How to Get More KPI Credibility

by Stacey Barr |

It could be argued that an expert is really anyone who knows more about a subject than you do. And it’s likely that you could be the KPI expert in your organisation or business.

Often my clients ask me to work with them because someone external to the organisation will have more credibility in performance measurement than they do. What exactly does externality have to do with credibility? Not much, really. I know some very clever and experienced performance measurement professional who are still employed in an organisaton or business.

This subjective denial of internal credibility is a real problem, but it has some practical solutions.

Take the time to learn about the approaches of performance measure specialists like Dean Spitzer, David Parmenter, Pf Andy Neely, Gary Cokins, Dr Bob Frost, yours truly, and others.

Understand how they differ, what they do, what they don’t do, and how they align with your own beliefs and experiences with performance measurement.

Arrive at an informed opinion about whether you believe Balanced Scorecard is a performance measurement methodology, about how Lean and Six Sigma and business excellence frameworks (like Baldrige, ABEF and EFQM) relate to measurement.

Use a consistent terminology.

Sound like you know what you’re talking about by at least being consistent in the way you name things. What are your definitions of terms like KPI, performance indicator, performance measure, performance metric, goal, objective, strategy, target, and so on?

Don’t confuse people by being inconsistent, but also don’t delude them into believing your definitions are the one true way, either.

Tell war stories.

Your experience and the experiences of others make for fantastic learning props, and gentle ways to show people there’s a better way.

Collect stories that your audience can relate to, that parallel their own experiences. Collect them continuously and store them for easy searching.
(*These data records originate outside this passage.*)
PR #4100, opened 2022-05-13
fix: better message for failed software update check

sdbondi:
Description
---
Changed the previous failure message for software updates to a warning and made the message clearer.

Motivation and Context
---
The current error message had a typo and looks like a more serious failure, however this happens currently because the
DNS has not been set up for dibbler.

This PR makes it clear that this is just a failure to check for software updates.

How Has This Been Tested?
---
Simple message change


SWvheerden (approved):
LGTM
Only a log text change.

stringhandler (approved):

stringhandler (approved):

PR #4101, opened 2022-05-13
fix: single allocation for block header consensus encoding

sdbondi:
Description
---
- implements `ConsensusEncodingSized` for `BlockHeader` to allow for single allocation when encoding to bytes
- uses `to_consensus_bytes` in `tari_mining_helper_ffi::inject_nonce`
- Use consensus encoding impl for EpochTime

Motivation and Context
---
Previously an unallocated Vec was passed into `consensus_encode` which leads to a number of allocations.
It is best practice, if the size is known, to allocate the vec once. This is implemented generically in `to_consensus_bytes`.

How Has This Been Tested?
---
Existing tests pass.


stringhandler (approved):
utACK

PR #4102, opened 2022-05-13
feat: hidden type to mask sensitive data in logs

brianp:
Description
---
Adding a wrapper type to mask sensitive data in debug, and log output.

Motivation and Context
---
To reduce attack vector surface area by ensuring log data doesn't contain private information.

How Has This Been Tested?
---
With a single test. It has not yet been applied in practice.

### DIFF
--- a/common/src/logging.rs
+++ b/common/src/logging.rs
@@ -21,7 +21,7 @@
 // USE OF THIS SOFTWARE, EVEN IF ADVISED OF THE POSSIBILITY OF SUCH DAMAGE.
 //
 
-use std::{fs, fs::File, io::Write, path::Path};
+use std::{fmt, fs, fs::File, io::Write, ops::DerefMut, path::Path};
 
 use crate::ConfigError;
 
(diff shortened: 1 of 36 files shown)


common/src/logging.rs
```diff
@@ -100,8 +100,46 @@ macro_rules! log_if_error_fmt {
...
+        &self.inner
+    }
+}
+
+impl<T> DerefMut for Hidden<T> {
+    fn deref_mut(&mut self) -> &mut Self::Target {
+        &mut self.inner
+    }
+}
+
```
sdbondi: Looks great! I would only add implementation `From<T> for Hidden<T>` . So you can go `42.into()` but up to you.

I think we should add this to the tari_utilities crate. This can also be included here and refactored out once tari_utilities has been released.

therustmonk: +1 for the `From<T>` implementation. Also you can add `into_inner(self) -> T` method to take the data out.

common/src/logging.rs
```diff
@@ -100,8 +100,46 @@ macro_rules! log_if_error_fmt {
...
+impl<T> fmt::Display for Hidden<T> {
+    fn fmt(&self, f: &mut fmt::Formatter<'_>) -> fmt::Result {
+        write!(f, "[FILTERED]")
+    }
+}
+
+impl<T> std::ops::Deref for Hidden<T> {
```
therustmonk: How about to use [`derive_more`](https://crates.io/crates/derive_more) crate?
That'll make the implementation more compact: 

```rust
use derive_more::{From, Deref, DerefMut};

#[derive(Deref, DerefMut, From)]
pub struct Hidden(...);
```

stringhandler: I'm not keen on another crate, we end up having to audit all of these crates

SWvheerden (approved):

therustmonk:
Looks good.

The important notice: [`Hidden`][1] struct has `inner` field that will be reflected in the serialized data. Will it break backward compatibility?

[1]: https://github.com/brianp/tari_utilities/commit/f3ebe080bece63ba51e8be5ca2ceec8aaad8d586#diff-aac67a6c0179542071145a27eb9f5377976f423b090ac2ce436829c863340e12

brianp:
> will be reflected in the serialized data

Yes. I think it will break backward compatibility. I think the serialized structure may need something more custom to just output the inner value instead of a nested key/value. Maybe we need to treat it like [serde primitives](https://serde.rs/impl-serialize.html#serializing-a-primitive), and serialize only the inner value to ensure hidden isn't returned as a key, value pair.

brianp:
Update: `#[serde(transparent)]` on the Hidden type gets us there.

brianp:
Closing this PR. It works, and it shows the Hidden struct is useful but for legacy code it's high risk low reward to make these changes. The struct will be available in tari_utilities and we should use it moving forward but not worth the investment to retro-fit it unless someone is actually making changes in these areas.

PR #4103, opened 2022-05-13
fix(core): don't allow coinbase transactions in mempool

sdbondi:
Description
---
Rejects coinbase transactions from the mempool

Motivation and Context
---
Coinbase transactions should never be allowed in the mempool

How Has This Been Tested?
---
New unit test


SWvheerden (dismissed):
LGTM
Tested by syncing a new node, sending a transaction to aurora and back.

therustmonk (dismissed):

base_layer/core/src/validation/error.rs
```diff
@@ -114,6 +114,8 @@ pub enum ValidationError {
     CovenantError(#[from] CovenantError),
     #[error("Invalid or unsupported blockchain version {version}")]
     InvalidBlockchainVersion { version: u16 },
+    #[error("Output in transaction is marked as a coinbase")]
+    MempoolTransactionContainsCoinbase,
```
CjS77:
```suggestion
    #[error("Standard transaction contains coinbase output")]
    ErroneousCoinbaseOutput
```

CjS77: This is not necessarily just a mempool thing

CjS77:
IIRC this is the same check that nodes will make before deciding whether to rebroadcast a transaction.
If so, then that's the slight more important instance where this should get thrown out, and why I proposed renaming the error slightly.

Otherwise, I'm OK with the concept.

stringhandler (approved):

PR #4109, opened 2022-05-17
feat(wallet_ffi): new ffi method to create output features

mrnaveira:
Description
---
* Created a new FFI method to create an output features object, by passing the byte values as parameters.
* I decided to not expose the DAN layer features, as they are most likely going to change and also would require exposing more struct definitions.
* Updated the C header with the definition of the new method

Motivation and Context
---
Currently the mobile apps cannot properly import faucet UTXOs, as they are passing null values for output features and covenants to the `wallet_import_external_utxo_as_non_rewindable` method, which is not allowed. So the mobile apps needs new FFI methods to create both output features and covenants. This pull request deals with output features only.

How Has This Been Tested?
---
Created two new unit tests for the new FFI method

### DIFF
--- a/base_layer/wallet_ffi/src/lib.rs
+++ b/base_layer/wallet_ffi/src/lib.rs
@@ -74,6 +74,7 @@ extern crate lazy_static;
 use core::ptr;
 use std::{
     boxed::Box,
+    convert::TryFrom,
     ffi::{CStr, CString},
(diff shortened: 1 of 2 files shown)


SWvheerden (approved):
LGTM

stringhandler (approved):

PR #4272, opened 2022-07-06
feat(vn): recognize abandoned state

brianp:
Description
---
This is a subtask for quarantining a contract. It lets the VN's monitoring the contract to flag it as abandoned (locally only) when checkpoints have been missed.

Motivation and Context
---
VN's need to be more aware of the status of contracts this is an initital step before quarantine happens.

How Has This Been Tested?
---

- [x] Tested manually
- [ ] ~Test written~ To much work to get contract state from the vn for a single spec


sdbondi (approved):
Nice LGTM (utAck)

Issue #4176, opened 2022-06-08
Hardcode a more recent zero point for wallet birthday


AaronFeickert:
A wallet's [birthday](https://github.com/tari-project/tari/blob/development/base_layer/key_manager/src/cipher_seed.rs#L61) is encoded as the number of days since the [Unix epoch](https://en.wikipedia.org/wiki/Unix_time), with a 2-byte capacity. This will hit its maximum value around the year 2060; however, this is wasteful, since no mainnet blocks have been mined between the epoch and now.

The following are recommended:
- Set a more recent zero point for the wallet birthday (the date of the eventual genesis block has been suggested)
- Hardcode this zero point as part of the [version](https://github.com/tari-project/tari/blob/development/base_layer/key_manager/src/cipher_seed.rs#L60) definition
- If (when?) the birthday field reaches its maximum value, you can define a new seed version and hardcode a new zero point

PR #4275, opened 2022-07-06
fix: add more recent zero point for wallet birthday (see issue #4176)

jorgeantonio21:
Description
--- Add logic to tackle issue #4176, which aims at improving birthday representation for Cipher Seed generation.

Motivation and Context
--- The goal of this PR is to resolve issue #4176.  The current version is supposed to allow a more recent genesis for wallet birthdays (it actually depends on the genesis block of the Tari network, we wish to work with). Moreover, it updates the version. Moreover, if the birthday does not fit within the `u16` type range, we update to a new version. 

How Has This Been Tested?
--- Add simple tests to check if logic is correct.


jorgeantonio21:
We introduce a `Birthday` type which encapsulates the logic to deal with a zero point in time, and updates this zero point in time 
 every `2^16` days. This is needed in order to have a well defined `birthday` for perpetuity. 

The current implementation relies on the genesis block of a chosen network. At the moment, we default to the `Dibbler` test-net, however this should be updated when the main-net is released. 

One can argue that this functionality is not at all required, and we should instead hardcode an initial zero point in time, and update it to the mainnet, at launch time.

stringhandler (approved):

PR #4289, opened 2022-07-08
feat: add quarantine and backup keys

SWvheerden:
Description
---
This PR adds the quarantine interval and backup_keys to the constitution as per the RFC. 

This also moves the side_chain features to boxed struct.

Motivation and Context
---
Adding the quarantine interval and backup_keys makes the output_features big enough that it causes a stack overflow error in some of the wallet tests. Since we will most likely add more features to the side_chain features, this is moved to a boxed struct so that it wont fail. 

How Has This Been Tested?
---
Unit tests


brianp (approved):
Tested locally that I could still publish constitutions etc. Everything worked. Code looks fine.

In the event we end up going a different direction how soon do you think we would have needed to wrap SideChainFeatures in a Box anyway?

Also worth noting I ran the failing spec locally and had no issues so that looks like it's just a CI thing.

base_layer/core/src/covenants/fields.rs
```diff
@@ -86,7 +86,7 @@ impl OutputField {
         self as u8
     }
 
-    pub(super) fn get_field_value_ref<T: 'static>(self, output: &TransactionOutput) -> Option<&T> {
+    pub(super) fn get_field_value_ref<T: 'static + std::fmt::Debug>(self, output: &TransactionOutput) -> Option<&T> {
```
sdbondi, line 89: Any reason for this debug trait bound?

base_layer/core/src/covenants/fields.rs
```diff
@@ -105,7 +105,7 @@ impl OutputField {
                 // sidechain_features because there is no reference to Option<FixedHash> for
                 // sidechain_features.contract_id to return.
                 match &output.features.sidechain_features {
-                    Some(SideChainFeatures { ref contract_id, .. }) => contract_id as &dyn Any,
+                    Some(v) => &v.contract_id as &dyn Any,
```
sdbondi, line 108: You could keep the pattern matching, and dereference the box in the match:
`match &*output.features.sidechain_features` 

What you have is fine though, unless it is the reason that you added the debug trait bound above?

base_layer/core/src/proto/transaction.proto
```diff
@@ -156,6 +157,9 @@ message RequirementsForConstitutionChange {
     // An allowlist of keys that are able to accept and ratify the initial constitution and its amendments. If this is
     // None, the constitution cannot be amended.
     CommitteeMembers constitution_committee = 2;
+    // An allowlist of keys that can be used in case of checkpoint abandonment. These keys can quarantine the the constitution
```
sdbondi, line 160:
```suggestion
    // An allowlist of keys that can be used in case of checkpoint abandonment. These keys can quarantine the constitution
```

base_layer/wallet/tests/transaction_service_tests/service.rs
```diff
@@ -1086,6 +1086,7 @@ async fn send_one_sided_transaction_to_self() {
 
 #[tokio::test]
 async fn manage_multiple_transactions() {
+    env_logger::init();
```
sdbondi, line 1089:
```suggestion
```

sdbondi (commented):
LGTM - very minor comments

Agree with the boxing of sidechain features, as it contributes to a significant portion of the static size of OutputFeatures.

base_layer/core/src/covenants/fields.rs
SWvheerden: that was for debugging, this should have been removed, missed it.

base_layer/core/src/covenants/fields.rs
SWvheerden: You cant deref Option<Box<T>>
Or at least the compiler does not want to allow me to do it.

SWvheerden:
```

error[E0614]: type `std::option::Option<Box<sidechain_features::SideChainFeatures>>` cannot be dereferenced
   --> base_layer/core/src/covenants/fields.rs:108:24
    |
108 |                 match &*output.features.sidechain_features {
    |                        ^^^^^^^^^^^^^^^^^^^^^^^^^^^^^^^^^^^

```

sdbondi: oh yeah, output.features.sidechain_features.as_deref() is what you want

But just wanted to check that it's not somehow causing the Debug trait bound - what you have is 💯

sdbondi (approved):

sdbondi:
@SWvheerden `check_share` test is failing - please could you look into why that is?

I have a database where I capture quotes and stories from my own experiences and from what other share with me, that relate to measurement. I add tags to help me find them later – tags like buy-in, goals, targets, bad measures, good measures, data, decision making. Here’s the first one I captured (years ago):

“A man sells bark as a cure for AIDS. He pounds it up, mixes it with water and tells his patients to take it for 6 days. He knows it works because he doesn’t see the patients again.” — Sister Rose Bernard, abc.net/4corners

Develop a good bedside manner.

Your attitude and beliefs seep into your body language, your words and your actions. People see them, and it influences how much they trust your motives. So if you want them to trust your leadership in performance measurement, you need to have authentically constructive attitudes and beliefs:

“They should know better” versus “They don’t see it from this angle yet”

  • “It’s their job to do this” versus “It’s my job to help them”
  • “I’m sick of fighting the same uphill battle” versus “I obviously need to practice finding new ways”
  • “They only want measures to cover their bums” versus “I need to show them how much more powerful they can feel with the right information”

Show a proven track record

Even with just a few small projects where you’ve successfully created, implemented and used some good KPIs, you can show you know your stuff.

But you really ought to document these projects. Write them up as case studies. Even the ones that suck, because often they will demonstrate that you can learn, too.

I document case studies with my clients by interviewing them, and getting the interviews transcribed. A past colleague of mine, Vanessa, documented Six Sigma projects in a scrapbook format, with photos and commentary.

Have a little bit of pizzazz

Marketing is essentially the packaging of a message with a call to action. If you want people to do something, particularly when they don’t know they should do it, you need to do some marketing.

Not the shonky, used-car salesman style of marketing. It’s more subtle and respectful than that. But you still need to design your message and get it out there.

One of my messages is that our struggles with performance measurement are caused by a few very bad habits. My call to action is take a closer look at your performance measurement process and start to change those bad habits. Or sometimes the call to action is to read more and register for an upcoming PuMP Blueprint Workshop!

TAKE ACTION:

Use this list as a framework to stocktake your current credibility triggers, and choose one per fortnight to practice and improve.